G-PPI: Discovery of Protein-To-Protein Interactions On the Grid
Presented by Eray OZKURAL on 23 Sep 2008 from 16:24 to 16:24
Session: Demos and Posters
Description of the activity
We have gridified an existing parallel application for discovering protein-to-protein interactions in a protein database using the P-GRADE portal as part of the SEE-GRID 2 project.
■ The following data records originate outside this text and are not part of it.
PR #20176, opened 2024-08-03
Replaces the lawbringer's HIGH EXPLOSIVE mode with a HIGH POWER assault laser mode

TobleroneSwordfish:
[BALANCE]
## About the PR 
Also tweaks some things behind the scenes to make assault lasers slightly more consistent demolition tools and adds a cool flash effect and slight disorient on firing the assault mode.

## Why's this needed? 
Currently the high explosive mode isn't very practical for breaching doors/walls since it usually takes out the floor too and any nearby APCs, security assistants etc. Assault lasers do almost exactly the same damage, have similar breaching chances and do not blow holes in the floor.

## Changelog 

```changelog
(u)LeahTheTech
(*)Replaced the lawbringer's High Explosive mode with a High Power assault laser mode. Keywords are: BIG SHOT, HIGH POWER and ASSAULT.
```

### DIFF
--- a/code/obj/item/gun/energy.dm
+++ b/code/obj/item/gun/energy.dm
@@ -1300,7 +1300,16 @@ TYPEINFO(/obj/item/gun/energy/lawbringer)
 
 	New(var/mob/M)
 		set_current_projectile(new/datum/projectile/energy_bolt/aoe)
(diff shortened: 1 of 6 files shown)


trazodont:
BIG LASER???

code/obj/item/gun/energy.dm
```diff
@@ -1375,7 +1384,7 @@ TYPEINFO(/obj/item/gun/energy/lawbringer)
 			src.change_mode(M, text)
 		else		//if you're not the owner and try to change it, then fuck you
 			switch(text)
-				if ("detain","execute","knockout","hotshot","incendiary","bigshot","highexplosive","he","clownshot","clown", "pulse", "punch")
+				if ("detain","execute","knockout","hotshot","incendiary","assault","highpower","clownshot","clown", "pulse", "punch")
```
pgmzeta, line 1387: should "bigshot" be here still?

TobleroneSwordfish: Oh, good catch!

PR #20178, opened 2024-08-03
Replaces the lawbringer's EXTERMINATE mode with laser blaster projectiles

TobleroneSwordfish:
[BALANCE]
## About the PR 
The blaster projectiles do 2 less damage and don't embed/bleed so this is a slight nerf overall but frankly the current mode is pretty busted so I think it's fine.

## Why's this needed? 
Recharging kinetics are bad design wise, cause a lot of balance problems and make no sense!! Blaster bolts are much more in theme while still being dangerous and punchy feeling.

## Changelog 

```changelog
(u)LeahTheTech
(*)Replaced the lawbringer's EXTERMINATE mode with laser blaster projectiles. Keywords remain unchanged.
```


Retrino:
on one hand, this makes sense and the lack of blood certainly saves the time of washing every item of clothing after you inevitably slip in the blood of the person youre shooting at. on the other, as a purely visual standpoint, its a lot harder to tell if a laser shot has landed opposed to a kinetic bullet because of the blood. is adding some sort of effect on hit out of the scope of the pr?

TobleroneSwordfish:
Prooobably out of scope yep, although it might be doable to add some kind of dissipation effect to high power lasers? Maybe being less obvious is just an aspect of lasers anyway though.

Cherman0:
What happened to the queen of fuckery, I thought you were going to make a kinetic/energy hybrid switching mode?

Just kidding. Looks good to me. This blaster projectile does 33 damage, starts falling off after 6 tiles, and falls off 5 damage per tile after that. For reference the .38 lawbringer bullet does 35 damage, starts falling off after 5 tiles, and falls off for 5 damage per tile after that. So technically at longer than 5 tiles range this will actually do more damage, assuming you ignore the effects of bleed and lodged bullets. And the egun laser is substantially more powerful at 45 damage, starts falling off after 6 tiles, and falls off for 5 damage per tile after that.

PR #20179, opened 2024-08-03
Showing off auth disk

Valtsu0:
[Game objects][Feature]
## About the PR 
image
Adds showing off the authentication disk

## Changelog 

```changelog
(u)Valtsu0
(+)You can now also show off the authentication disk
```


TobleroneSwordfish (changes requested):
Oof okay these actions badly need a common parent, I know the original PR kind of copy-pasted them but if we're going to make it apply to more things it needs to start using inheritance.

Valtsu0:
Didn't end up using inheritance, but it's better now

TobleroneSwordfish (changes requested):
Oh that's better, but the pixel offsets are slightly different between the item types so you'll have to either make subtypes or pass the offsets in `New` (probably the latter?)

TobleroneSwordfish (approved):

code/datums/actions/actions.dm
```diff
@@ -1971,3 +1971,42 @@
...
+			hand_icon_state = "[hand_icon]_hold_r"
+			src.pixel_x_offset = -src.pixel_x_offset
+
+		var/image/overlay = src.item.SafeGetOverlayImage("showoff_overlay", src.item.icon, src.item.icon_state, MOB_LAYER + 0.1, src.pixel_x_offset, src.pixel_y_offset)
+		var/image/hand_overlay = src.item.SafeGetOverlayImage("showoff_hand_overlay", 'icons/effects/effects.dmi', hand_icon_state, MOB_LAYER + 0.11, src.pixel_x_offset, src.pixel_y_offset, color=user.get_fingertip_color())
+
+		src.user.UpdateOverlays(overlay, "showoff_overlay")
+		src.user.UpdateOverlays(hand_overlay, "showoff_hand_overlay")
+
+		src.user.dir = SOUTH
```
Azrun, line 2007: `set_dir()` or do so we need to bypass that for some reason?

We have made use of the Parameter Study support in P-GRADE, and we have shown how to gridify a real-world application using the high-level interface of P-GRADE alone, by implementing a map/reduce style computation using the Generator/Collector jobs in P-GRADE's PS feature. The simplicity of the application and the way we have managed to encapsulate the gridification in the P-GRADE workflow should be of appeal to grid application developers. The aim of the gridification is to speed up the massive computations required by large protein databases by distributing the jobs to grid sites, making use of multiple sites for the computation.
The common grid applications seem to be MPI applications encapsulated in a JDL file. However, we think that decomposing the parallel task to several small non-MPI jobs can be more effective and suitable for the Grid. Our application demonstrates that this is indeed possible, using the high level GUI of P-GRADE. We think that our application should encourage better infrastructure for supporting a large number of jobs and fault recovery, and for designing applications in this vein. In particular, we have shown how useful P-GRADE can be for application developers.